= Data for analysis =
= Beginning of Section =
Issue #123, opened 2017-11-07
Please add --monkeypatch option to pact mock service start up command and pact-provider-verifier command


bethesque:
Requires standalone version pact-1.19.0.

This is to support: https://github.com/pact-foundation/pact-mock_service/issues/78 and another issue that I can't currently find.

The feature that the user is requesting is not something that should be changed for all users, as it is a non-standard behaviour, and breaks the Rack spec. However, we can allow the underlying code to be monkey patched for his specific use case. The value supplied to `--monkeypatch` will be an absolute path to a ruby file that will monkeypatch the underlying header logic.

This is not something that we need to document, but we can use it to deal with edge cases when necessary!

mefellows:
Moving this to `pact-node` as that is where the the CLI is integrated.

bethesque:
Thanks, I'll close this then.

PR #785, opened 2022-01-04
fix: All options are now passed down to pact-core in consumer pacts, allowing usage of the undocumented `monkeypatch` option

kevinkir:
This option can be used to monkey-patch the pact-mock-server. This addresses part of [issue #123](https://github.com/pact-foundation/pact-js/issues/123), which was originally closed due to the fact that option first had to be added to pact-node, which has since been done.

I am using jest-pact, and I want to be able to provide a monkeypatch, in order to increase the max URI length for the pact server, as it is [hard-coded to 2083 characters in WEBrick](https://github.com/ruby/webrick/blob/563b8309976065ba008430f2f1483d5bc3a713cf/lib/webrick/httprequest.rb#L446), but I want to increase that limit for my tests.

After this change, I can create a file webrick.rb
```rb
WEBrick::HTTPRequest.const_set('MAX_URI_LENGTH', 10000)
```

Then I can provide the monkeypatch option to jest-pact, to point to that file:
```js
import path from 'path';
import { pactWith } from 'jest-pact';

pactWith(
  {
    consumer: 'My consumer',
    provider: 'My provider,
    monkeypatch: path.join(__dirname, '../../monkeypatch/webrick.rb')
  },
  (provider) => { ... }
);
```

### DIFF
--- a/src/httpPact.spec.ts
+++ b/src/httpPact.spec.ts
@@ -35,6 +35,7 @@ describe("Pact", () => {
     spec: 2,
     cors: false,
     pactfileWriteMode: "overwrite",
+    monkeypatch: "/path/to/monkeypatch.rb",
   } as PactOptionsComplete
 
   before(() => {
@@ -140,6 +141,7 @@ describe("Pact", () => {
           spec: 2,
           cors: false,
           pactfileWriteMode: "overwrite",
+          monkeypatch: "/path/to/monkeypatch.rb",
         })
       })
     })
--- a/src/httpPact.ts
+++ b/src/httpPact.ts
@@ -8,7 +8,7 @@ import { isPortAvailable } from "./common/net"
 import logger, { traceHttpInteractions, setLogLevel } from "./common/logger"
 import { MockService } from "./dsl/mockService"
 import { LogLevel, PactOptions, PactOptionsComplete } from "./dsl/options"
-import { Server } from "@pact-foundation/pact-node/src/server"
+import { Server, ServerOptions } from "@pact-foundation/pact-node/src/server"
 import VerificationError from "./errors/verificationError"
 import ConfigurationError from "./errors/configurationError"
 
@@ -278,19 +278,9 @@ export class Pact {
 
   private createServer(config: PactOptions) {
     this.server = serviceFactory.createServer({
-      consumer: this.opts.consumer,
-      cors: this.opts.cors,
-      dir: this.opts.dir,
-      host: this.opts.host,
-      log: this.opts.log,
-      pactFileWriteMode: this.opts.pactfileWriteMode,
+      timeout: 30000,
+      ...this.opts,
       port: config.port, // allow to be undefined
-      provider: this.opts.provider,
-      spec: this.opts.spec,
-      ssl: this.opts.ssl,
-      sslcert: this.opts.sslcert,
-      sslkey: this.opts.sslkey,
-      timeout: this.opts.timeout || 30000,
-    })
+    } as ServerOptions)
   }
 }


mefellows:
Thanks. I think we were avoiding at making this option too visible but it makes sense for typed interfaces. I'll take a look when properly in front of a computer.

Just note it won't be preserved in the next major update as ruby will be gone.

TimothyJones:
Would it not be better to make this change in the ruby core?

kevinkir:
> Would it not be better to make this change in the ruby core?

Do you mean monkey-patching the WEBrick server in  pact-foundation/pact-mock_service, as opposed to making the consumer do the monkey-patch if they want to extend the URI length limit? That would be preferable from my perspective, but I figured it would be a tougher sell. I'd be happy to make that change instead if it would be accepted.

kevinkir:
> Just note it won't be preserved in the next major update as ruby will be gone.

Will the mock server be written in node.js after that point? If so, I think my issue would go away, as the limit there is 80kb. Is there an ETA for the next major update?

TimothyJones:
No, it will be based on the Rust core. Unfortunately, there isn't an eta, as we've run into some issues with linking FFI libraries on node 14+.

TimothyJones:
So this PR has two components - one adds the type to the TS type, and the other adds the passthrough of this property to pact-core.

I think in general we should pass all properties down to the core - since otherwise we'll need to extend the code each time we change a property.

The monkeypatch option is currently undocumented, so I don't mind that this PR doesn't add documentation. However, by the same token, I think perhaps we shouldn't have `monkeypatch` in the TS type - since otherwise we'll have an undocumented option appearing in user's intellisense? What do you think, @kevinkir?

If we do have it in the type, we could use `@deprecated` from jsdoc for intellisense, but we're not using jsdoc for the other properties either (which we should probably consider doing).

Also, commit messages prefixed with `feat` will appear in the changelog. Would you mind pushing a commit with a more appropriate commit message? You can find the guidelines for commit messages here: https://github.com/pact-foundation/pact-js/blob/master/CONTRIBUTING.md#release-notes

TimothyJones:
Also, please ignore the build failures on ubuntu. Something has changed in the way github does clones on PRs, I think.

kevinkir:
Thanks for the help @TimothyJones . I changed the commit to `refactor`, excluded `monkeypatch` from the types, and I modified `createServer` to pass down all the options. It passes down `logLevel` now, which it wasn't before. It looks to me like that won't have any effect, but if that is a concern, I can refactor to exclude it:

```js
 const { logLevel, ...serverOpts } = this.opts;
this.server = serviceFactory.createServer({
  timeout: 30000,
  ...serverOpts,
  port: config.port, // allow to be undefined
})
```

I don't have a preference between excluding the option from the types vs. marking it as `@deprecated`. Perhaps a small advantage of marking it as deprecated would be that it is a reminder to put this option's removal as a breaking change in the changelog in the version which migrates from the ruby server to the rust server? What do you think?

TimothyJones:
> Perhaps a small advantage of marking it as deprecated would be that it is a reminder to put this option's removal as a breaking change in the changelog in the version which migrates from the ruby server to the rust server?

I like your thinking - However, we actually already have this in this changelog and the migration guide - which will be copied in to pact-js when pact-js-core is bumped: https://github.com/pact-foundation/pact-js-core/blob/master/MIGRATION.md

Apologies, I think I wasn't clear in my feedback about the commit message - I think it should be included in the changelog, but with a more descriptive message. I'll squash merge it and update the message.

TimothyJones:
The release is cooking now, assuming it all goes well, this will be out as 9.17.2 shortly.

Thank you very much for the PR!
= End of Section =
For the string "blob", show each line of the entries above where it occurs.

= Solved exercise =
I am using jest-pact, and I want to be able to provide a monkeypatch, in order to increase the max URI length for the pact server, as it is [hard-coded to 2083 characters in WEBrick](https://github.com/ruby/webrick/blob/563b8309976065ba008430f2f1483d5bc3a713cf/lib/webrick/httprequest.rb#L446), but I want to increase that limit for my tests.
Also, commit messages prefixed with `feat` will appear in the changelog. Would you mind pushing a commit with a more appropriate commit message? You can find the guidelines for commit messages here: https://github.com/pact-foundation/pact-js/blob/master/CONTRIBUTING.md#release-notes
I like your thinking - However, we actually already have this in this changelog and the migration guide - which will be copied in to pact-js when pact-js-core is bumped: https://github.com/pact-foundation/pact-js-core/blob/master/MIGRATION.md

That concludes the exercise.